“October, 1885. L. C.”

These are regular mathematical problems and “posers,” most of them, and it seems that the readers, being more or less ambitious, set to work in right good earnest to answer them, and sent in the solutions to the author under assumed names, and then he produced the real problem, the real answer, and all the best answers of the contestants. These problems were all called Knots and were told in the form of stories.

Knot I was called Excelsior. It was written as a tale of adventure, and ran as follows:

“The ruddy glow of sunset was already fading into the somber shadows of night, when two travelers might have been observed swiftly—at a pace of six miles in the hour—descending the rugged side of a mountain; the younger bounding from crag to crag with the agility of a fawn, while his companion, whose aged limbs seemed ill at ease in the heavy chain armor habitually worn by tourists in that district, toiled on painfully at his side.”

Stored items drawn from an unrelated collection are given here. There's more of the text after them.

PR #1715, opened 2024-07-01
feat: migration of replaced-by event to database and export service

miguel-crespo-fdc:
Migration of replaced-by event to database and export service.
Fixed bug where events were being fetched from both the database and the manifest


services/cd-service/pkg/service/git.go
```diff
@@ -226,28 +226,6 @@ func (s *GitServer) GetEvents(ctx context.Context, transaction *sql.Tx, fs billy
...
-	allEventsPath := fs.Join(commitPath, "events")
-	potentialEventDirs, err := fs.ReadDir(allEventsPath)
-	if err != nil {
-		return nil, fmt.Errorf("could not read events directory '%s': %v", allEventsPath, err)
-	}
-	for i := range potentialEventDirs {
-		oneEventDir := potentialEventDirs[i]
-		if oneEventDir.IsDir() {
-			fileName := oneEventDir.Name()
-			rawUUID, err := timeuuid.ParseUUID(fileName)
```
miguel-crespo-fdc, line 238: getEvents was fetching both from the manifest and the database. We now only fetch from the database

services/cd-service/pkg/repository/transformer_db_test.go
```diff
@@ -1289,6 +1289,49 @@ func TestEvents(t *testing.T) {
 				},
 			},
 		},
+		{
+			Name: "Replaced By test",
+			// no need to bother with environments here
```
sven-urbanski-freiheit-com, line 1294: not sure what this comments means. Is the `CreateEnvironment` transformer still needed here?

sven-urbanski-freiheit-com (approved):

services/cd-service/pkg/repository/transformer_db_test.go
miguel-crespo-fdc: We do need to bother, so that the CreateApplicationVersion actually deploys it. Copy-paste mistake from previous tests

PR #1724, opened 2024-07-04
feat(export-service): Configure garbage collection frequency and network timeout

ahmed-nour-fdc:


services/manifest-repo-export-service/pkg/cmd/server.go
```diff
@@ -141,7 +141,26 @@ func Run(ctx context.Context) error {
 			return fmt.Errorf("error converting KUBERPULT_ESL_PROCESSING_BACKOFF, error: %w", err)
 		}
 	}
-
+	var networkTimeoutSeconds uint64
+	if val, exists := os.LookupEnv("KUBERPULT_NETWORK_TIMEOUT_SECONDS"); !exists {
+		log.Infof("environment variable KUBERPULT_NETWORK_TIMEOUT_SECONDS is not set, using default timeout of 120 seconds")
+		networkTimeoutSeconds = 120
```
sven-urbanski-freiheit-com, line 147: We currently have 2 default values, 1 in the helm chart, one here.
We should only have 1 in the helm chart.
```suggestion
		return fmt.errorf...
```

services/manifest-repo-export-service/pkg/cmd/server.go
```diff
@@ -141,7 +141,26 @@ func Run(ctx context.Context) error {
...
+	} else {
+		networkTimeoutSeconds, err = strconv.ParseUint(val, 10, 64)
+		if err != nil {
+			return fmt.Errorf("error converting KUBERPULT_NETWORK_TIMEOUT_SECONDS, error: %w", err)
+		}
+	}
+	var gcFrequency uint64
+	if val, exists := os.LookupEnv("KUBERPULT_GARBAGE_COLLECTION_FREQUENCY"); !exists {
+		log.Infof("environment variable KUBERPULT_GARBAGE_COLLECTION_FREQUENCY is not set, using default value of 20")
+		gcFrequency = 20
```
sven-urbanski-freiheit-com, line 157:
```suggestion
		return fmt.Errorf(...)
```

sven-urbanski-freiheit-com (approved):

services/manifest-repo-export-service/pkg/cmd/server.go
ahmed-nour-fdc: The helm chart is not the only way to start the service. It can also be started locally, either directly or with docker-compose, and I don't think this is an important environment variable that needs to be explicitly set for the service to start.

ahmed-nour-fdc: As agreed, I set the variables to required

sven-urbanski-freiheit-com (approved):

PR #1740, opened 2024-07-05
fix(ui): display limit for events and rephrase text

sven-urbanski-freiheit-com:


AminSlk (approved):
Pipeline is failed. Seems like the dates in Commitinfo test shouldn't have been changed.

PR #1741, opened 2024-07-05
fix: fix foreign keys

miguel-crespo-fdc:


database/migrations/sqlite/1714995407000000_event_sourcing_light.up.sql
```diff
@@ -1,6 +1,6 @@
 CREATE TABLE IF NOT EXISTS event_sourcing_light -- aka ESL
 (
-    eslId INTEGER PRIMARY KEY,
+    eslId INTEGER PRIMARY KEY autoincrement,
     created TIMESTAMP,
```
miguel-crespo-fdc, line 4: This allows us to implement the DBDiscoverCurrentEsldID function for sqlite. SQLITE_SEQUENCE table does not exist if there is no autoincrement index

pkg/db/db.go
```diff
@@ -315,6 +315,58 @@ type EslEventRow struct {
...
+// Next value should be the returned on + 1
+func (h *DBHandler) DBDiscoverCurrentEsldID(ctx context.Context, tx *sql.Tx) (*int, error) {
+	if h == nil {
+		return nil, nil
+	}
+	if tx == nil {
+		return nil, fmt.Errorf("DBDiscoverCurrentEsldID: no transaction provided")
+	}
+	var selectQuery string
+	if h.DriverName == "postgres" {
```
sven-urbanski-freiheit-com, line 328: It's not great that we have to look at such low level as the sequence number.
For now, we'll merge it, as it seems to work fine, but we may need to reconsider this.

PR #1743, opened 2024-07-08
feat(CI): Set up export-service with postgres container

ahmed-nour-fdc:
* Create and run postgres container in integrations tests and docker-compose.
* Run export-service in integration tests.
* Removed the duplicate docker compose files, and the default one now is earthly.
* `kuberpult` make target now maps to the target `kuberpult-earthly`.


database/migrations/postgres/1720455590920137_resize_environments_json.up.sql
```diff
@@ -0,0 +1 @@
+ALTER TABLE environments ALTER COLUMN json TYPE varchar(1000000);
```
AminSlk, line 1: Why should we put a limit on the number of characters? we can use `VARCHAR` without any limits, like similar columns in other tables.
```suggestion
ALTER TABLE environments ALTER COLUMN json TYPE VARCHAR;
```

database/migrations/sqlite/1718277940006100_environments.up.sql
```diff
@@ -3,6 +3,6 @@ CREATE TABLE IF NOT EXISTS environments
     created TIMESTAMP,
     version BIGINT,
     name VARCHAR(255),
-    json VARCHAR(255),
+    json VARCHAR(1000000),
```
AminSlk, line 6: Same here

charts/kuberpult/setup-postgres.sh
```diff
@@ -0,0 +1,74 @@
...
+    echo "logs:"
+    kubectl -n "$ns" logs -l "$label" || echo "could not get logs for $label"
+    echo "describe pod:"
+    kubectl -n "$ns" describe pod -l "$label"
+    echo ...
+  done
+}
+
+earthly ../../infrastructure/docker/postgres+docker
+kind load docker-image postgres:local
```
sven-urbanski-freiheit-com, line 22: don't we need a `docker pull` here too?

database/migrations/postgres/1718277940006100_environments.up.sql
```diff
@@ -1 +0,0 @@
-../sqlite/1718277940006100_environments.up.sql
```
sven-urbanski-freiheit-com, line 1: why was this deleted?

charts/kuberpult/setup-postgres.sh
ahmed-nour-fdc: The image is generated from the above earthly command `earthly ../../infrastructure/docker/postgres+docker`

database/migrations/postgres/1720428454051313_fk_deployments.up.sql
```diff
@@ -0,0 +1,3 @@
+ALTER TABLE deployments
+    ADD COLUMN transformerEslId INTEGER
```
sven-urbanski-freiheit-com, line 2: there should not be any changes in existing migrations. Please create new migrations instead.

sven-urbanski-freiheit-com (changes requested):
.

database/migrations/postgres/1718277940006100_environments.up.sql
ahmed-nour-fdc: This was a symbolic link to the environments migrations file for sqlite. To solve the json size limit problem, we agreed to create new migrations file for postgres, but edit the migrations file for sqlite directly. Since this file is a symbolic link, it also changes by changing the original file.
The solution to this was to remove the symbolic link, and create a file with the same name and content.

tests/integration-tests/cluster-setup/setup-postgres.sh
```diff
@@ -0,0 +1,71 @@
+#!/usr/bin/env bash
+
+set -eu
+set -o pipefail
+
```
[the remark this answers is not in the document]
ahmed-nour-fdc: Will be taken care of in a follow-up story.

Lewis Carroll is evidently imitating the style of some celebrated writer—Henry James, most likely, who is rather fond of opening his story with “two travelers,” or perhaps Sir Walter Scott. He goes on:

“As is always the case under such circumstances, the younger knight was the first to break the silence.

“‘A goodly pace, I trow!’ he exclaimed. ‘We sped not thus in the ascent!’

“‘Goodly, indeed!’ the other echoed with a groan. ‘We clomb it but at three miles in the hour.’

“‘And on the dead level our pace is—?’ the younger suggested; for he was weak in statistics, and left all such details to his aged companion.

“‘Four miles in the hour,’ the other wearily replied. ‘Not an ounce more,’ he added, with that love of metaphor so common in old age, ‘and not a farthing less!’